[Stored items]
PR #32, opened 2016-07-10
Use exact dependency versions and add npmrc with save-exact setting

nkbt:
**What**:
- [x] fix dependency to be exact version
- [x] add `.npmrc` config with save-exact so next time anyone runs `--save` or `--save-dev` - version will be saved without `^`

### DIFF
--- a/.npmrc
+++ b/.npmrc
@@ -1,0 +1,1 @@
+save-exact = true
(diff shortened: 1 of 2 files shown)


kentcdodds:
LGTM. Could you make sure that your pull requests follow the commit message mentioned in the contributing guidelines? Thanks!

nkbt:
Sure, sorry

◆ **What is required**
Please retype all of the records above exactly as they are.

◆ **Result**
PR #32, opened 2016-07-10
Use exact dependency versions and add npmrc with save-exact setting

nkbt:
**What**:
- [x] fix dependency to be exact version
- [x] add `.npmrc` config with save-exact so next time anyone runs `--save` or `--save-dev` - version will be saved without `^`

### DIFF
--- a/.npmrc
+++ b/.npmrc
@@ -1,0 +1,1 @@
+save-exact = true
(diff shortened: 1 of 2 files shown)


kentcdodds:
LGTM. Could you make sure that your pull requests follow the commit message mentioned in the contributing guidelines? Thanks!

nkbt:
Sure, sorry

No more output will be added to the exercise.